■ Directions ■
When you reach the line with "- Did you remove" in the listing below, transcribe it and each line after it up to and including the line with "Or have I just misread the logic here?", exactly and with nothing else.

■ Recorded information ■

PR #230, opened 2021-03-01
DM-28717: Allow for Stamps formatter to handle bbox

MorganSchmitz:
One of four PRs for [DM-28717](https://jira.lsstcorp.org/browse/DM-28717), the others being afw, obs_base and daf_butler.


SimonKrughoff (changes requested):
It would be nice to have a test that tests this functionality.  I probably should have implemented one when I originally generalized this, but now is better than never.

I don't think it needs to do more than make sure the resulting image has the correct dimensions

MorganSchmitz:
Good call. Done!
--
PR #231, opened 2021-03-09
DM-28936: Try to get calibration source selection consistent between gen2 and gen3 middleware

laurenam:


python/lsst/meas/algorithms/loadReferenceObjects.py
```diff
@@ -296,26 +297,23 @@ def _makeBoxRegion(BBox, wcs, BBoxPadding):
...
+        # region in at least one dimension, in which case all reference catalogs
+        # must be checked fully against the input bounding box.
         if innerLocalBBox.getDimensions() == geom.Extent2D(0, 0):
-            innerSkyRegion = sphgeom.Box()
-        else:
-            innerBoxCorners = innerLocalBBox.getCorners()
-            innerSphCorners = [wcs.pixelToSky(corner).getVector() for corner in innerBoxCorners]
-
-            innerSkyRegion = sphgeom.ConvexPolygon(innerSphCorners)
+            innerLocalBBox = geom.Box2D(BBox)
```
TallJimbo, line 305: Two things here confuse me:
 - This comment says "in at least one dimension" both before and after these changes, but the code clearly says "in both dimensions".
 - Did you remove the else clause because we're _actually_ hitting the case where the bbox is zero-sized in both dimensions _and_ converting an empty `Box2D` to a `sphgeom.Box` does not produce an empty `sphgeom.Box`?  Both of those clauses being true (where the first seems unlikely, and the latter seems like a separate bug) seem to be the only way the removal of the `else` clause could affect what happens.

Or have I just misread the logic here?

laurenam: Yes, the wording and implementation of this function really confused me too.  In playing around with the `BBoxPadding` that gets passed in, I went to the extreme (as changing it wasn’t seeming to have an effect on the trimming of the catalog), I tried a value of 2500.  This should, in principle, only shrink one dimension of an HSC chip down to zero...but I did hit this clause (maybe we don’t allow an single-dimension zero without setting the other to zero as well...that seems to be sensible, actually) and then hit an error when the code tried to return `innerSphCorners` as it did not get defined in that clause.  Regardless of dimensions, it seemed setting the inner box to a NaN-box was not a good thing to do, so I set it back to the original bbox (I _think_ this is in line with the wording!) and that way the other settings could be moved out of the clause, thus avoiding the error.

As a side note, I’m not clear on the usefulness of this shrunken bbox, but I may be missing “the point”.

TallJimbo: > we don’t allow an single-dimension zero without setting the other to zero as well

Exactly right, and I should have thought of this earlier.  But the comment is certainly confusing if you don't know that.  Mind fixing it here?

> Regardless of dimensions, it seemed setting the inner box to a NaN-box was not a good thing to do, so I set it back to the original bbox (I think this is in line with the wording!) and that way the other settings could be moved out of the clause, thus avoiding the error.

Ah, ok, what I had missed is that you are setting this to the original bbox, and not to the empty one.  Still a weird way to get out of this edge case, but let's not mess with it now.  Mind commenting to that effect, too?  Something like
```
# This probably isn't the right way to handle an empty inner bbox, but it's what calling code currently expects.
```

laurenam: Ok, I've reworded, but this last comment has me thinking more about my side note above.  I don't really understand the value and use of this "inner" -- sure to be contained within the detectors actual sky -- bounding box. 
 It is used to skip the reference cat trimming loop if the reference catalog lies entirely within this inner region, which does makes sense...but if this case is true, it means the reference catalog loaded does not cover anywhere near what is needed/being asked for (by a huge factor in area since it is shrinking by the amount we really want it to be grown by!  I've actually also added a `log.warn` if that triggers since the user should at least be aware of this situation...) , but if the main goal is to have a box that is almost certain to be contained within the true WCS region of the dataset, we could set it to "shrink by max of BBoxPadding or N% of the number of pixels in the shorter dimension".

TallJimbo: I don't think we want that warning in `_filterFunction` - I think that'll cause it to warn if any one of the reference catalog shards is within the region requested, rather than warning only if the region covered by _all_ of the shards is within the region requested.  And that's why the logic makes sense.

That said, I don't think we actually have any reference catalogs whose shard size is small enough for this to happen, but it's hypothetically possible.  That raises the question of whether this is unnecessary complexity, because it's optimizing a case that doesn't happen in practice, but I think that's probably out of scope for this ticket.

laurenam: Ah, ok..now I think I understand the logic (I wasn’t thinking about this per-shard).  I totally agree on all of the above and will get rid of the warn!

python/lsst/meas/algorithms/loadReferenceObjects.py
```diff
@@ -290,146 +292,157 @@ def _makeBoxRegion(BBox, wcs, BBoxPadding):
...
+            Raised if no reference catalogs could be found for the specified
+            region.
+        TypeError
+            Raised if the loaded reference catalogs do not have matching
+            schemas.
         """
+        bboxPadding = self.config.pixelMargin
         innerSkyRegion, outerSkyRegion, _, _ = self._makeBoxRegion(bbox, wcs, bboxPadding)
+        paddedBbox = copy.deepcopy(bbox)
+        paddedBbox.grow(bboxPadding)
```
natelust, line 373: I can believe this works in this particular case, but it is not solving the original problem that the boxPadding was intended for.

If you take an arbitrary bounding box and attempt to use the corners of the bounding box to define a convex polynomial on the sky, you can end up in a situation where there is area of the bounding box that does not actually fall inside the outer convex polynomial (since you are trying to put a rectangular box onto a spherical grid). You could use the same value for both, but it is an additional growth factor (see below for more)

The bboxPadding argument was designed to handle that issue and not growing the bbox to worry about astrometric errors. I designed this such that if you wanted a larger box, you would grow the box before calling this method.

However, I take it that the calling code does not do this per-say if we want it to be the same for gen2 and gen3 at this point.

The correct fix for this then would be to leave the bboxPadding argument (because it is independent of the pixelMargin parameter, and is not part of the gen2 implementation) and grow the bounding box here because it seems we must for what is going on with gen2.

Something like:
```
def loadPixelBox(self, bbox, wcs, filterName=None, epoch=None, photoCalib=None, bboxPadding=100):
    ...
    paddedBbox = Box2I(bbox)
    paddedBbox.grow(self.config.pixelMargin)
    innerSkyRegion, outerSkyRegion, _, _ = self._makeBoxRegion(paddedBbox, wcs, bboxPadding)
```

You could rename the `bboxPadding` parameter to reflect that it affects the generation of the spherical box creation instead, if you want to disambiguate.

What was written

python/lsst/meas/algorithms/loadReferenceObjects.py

■ Result of the task ■
 - Did you remove the else clause because we're _actually_ hitting the case where the bbox is zero-sized in both dimensions _and_ converting an empty `Box2D` to a `sphgeom.Box` does not produce an empty `sphgeom.Box`?  Both of those clauses being true (where the first seems unlikely, and the latter seems like a separate bug) seem to be the only way the removal of the `else` clause could affect what happens.

Or have I just misread the logic here?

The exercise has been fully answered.